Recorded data
PR #6200, opened 2024-08-10
More API spec fixes

tervay:
god bless [jq](https://jqkungfu.com/)

### DIFF
--- a/src/backend/web/static/swagger/api_v3.json
+++ b/src/backend/web/static/swagger/api_v3.json
@@ -2318,7 +2318,8 @@
                   "type": "array",
                   "items": {
                     "$ref": "#/components/schemas/Elimination_Alliance"
-                  }
+                  },
+                  "nullable": true
                 }
               }
             }
@@ -2372,7 +2373,14 @@
             "content": {
               "application/json": {
                 "schema": {
-                  "$ref": "#/components/schemas/Event_Insights"
+                  "oneOf": [
+                    {
+                      "$ref": "#/components/schemas/Event_Insights"
+                    },
+                    {
+                      "type": "null"
+                    }
+                  ]
                 }
               }
             }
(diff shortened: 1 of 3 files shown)


fangeugene (commented):
I'm not sure if this 100% holds true. Sometimes Cheesy Arena doesn't implement all the breakdowns.

The red/blue requirement should definitely be true though.

tervay:
Oof. Ok. I'll write a script to go through every match since 2015 and see which fields ever get missed.

fangeugene:
Actually you might be able to just use `src/backend/common/helpers/score_breakdown_keys.py`

src/backend/web/static/swagger/api_v3.json
```diff
@@ -5846,6 +5846,12 @@
       "Match_Score_Breakdown_2015": {
         "type": "object",
         "properties": {
+          "required": [
```
fangeugene, line 5849: I think this is tabbed wrong. It should be outside of "properties" right?

tervay: whoops

src/backend/web/static/swagger/api_v3.json
```diff
@@ -7445,6 +7529,11 @@
           },
           "backup": {
             "type": "object",
+            "nullable": true,
```
fangeugene, line 7532: is `backup` really both nullable and not required?

tervay: Yeah.

Undefined in offseason: https://www.thebluealliance.com/api/v3/event/2022bc/alliances
Undefined in season: https://www.thebluealliance.com/api/v3/event/2022mabos/alliances

Nullable in season: https://www.thebluealliance.com/api/v3/event/2018nyut/alliances

Seems like if an event has a backup on any alliance, every other alliance object has a backup field present, which may be null or an actual backup

fangeugene: amazing

PR #6201, opened 2024-08-10
Add playoff matches. Add groundwork for generic match table rendering per event type.

tervay:
image
image

This adds the `app/components/tba/matchResultsTables/` directory which is a place we can put components for various elim bracket components. When single elim is implemented there, we should add another component that reads from `event.event_type` to use the correct component for the given `Match[]` array.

== Exercise brief ==
Repeat the whole of the data verbatim, as it reads above.

== Response ==
PR #6200, opened 2024-08-10
More API spec fixes

tervay:
god bless [jq](https://jqkungfu.com/)

### DIFF
--- a/src/backend/web/static/swagger/api_v3.json
+++ b/src/backend/web/static/swagger/api_v3.json
@@ -2318,7 +2318,8 @@
                   "type": "array",
                   "items": {
                     "$ref": "#/components/schemas/Elimination_Alliance"
-                  }
+                  },
+                  "nullable": true
                 }
               }
             }
@@ -2372,7 +2373,14 @@
             "content": {
               "application/json": {
                 "schema": {
-                  "$ref": "#/components/schemas/Event_Insights"
+                  "oneOf": [
+                    {
+                      "$ref": "#/components/schemas/Event_Insights"
+                    },
+                    {
+                      "type": "null"
+                    }
+                  ]
                 }
               }
             }
(diff shortened: 1 of 3 files shown)


fangeugene (commented):
I'm not sure if this 100% holds true. Sometimes Cheesy Arena doesn't implement all the breakdowns.

The red/blue requirement should definitely be true though.

tervay:
Oof. Ok. I'll write a script to go through every match since 2015 and see which fields ever get missed.

fangeugene:
Actually you might be able to just use `src/backend/common/helpers/score_breakdown_keys.py`

src/backend/web/static/swagger/api_v3.json
```diff
@@ -5846,6 +5846,12 @@
       "Match_Score_Breakdown_2015": {
         "type": "object",
         "properties": {
+          "required": [
```
fangeugene, line 5849: I think this is tabbed wrong. It should be outside of "properties" right?

tervay: whoops

src/backend/web/static/swagger/api_v3.json
```diff
@@ -7445,6 +7529,11 @@
           },
           "backup": {
             "type": "object",
+            "nullable": true,
```
fangeugene, line 7532: is `backup` really both nullable and not required?

tervay: Yeah.

Undefined in offseason: https://www.thebluealliance.com/api/v3/event/2022bc/alliances
Undefined in season: https://www.thebluealliance.com/api/v3/event/2022mabos/alliances

Nullable in season: https://www.thebluealliance.com/api/v3/event/2018nyut/alliances

Seems like if an event has a backup on any alliance, every other alliance object has a backup field present, which may be null or an actual backup

fangeugene: amazing

PR #6201, opened 2024-08-10
Add playoff matches. Add groundwork for generic match table rendering per event type.

tervay:
image
image

This adds the `app/components/tba/matchResultsTables/` directory which is a place we can put components for various elim bracket components. When single elim is implemented there, we should add another component that reads from `event.event_type` to use the correct component for the given `Match[]` array.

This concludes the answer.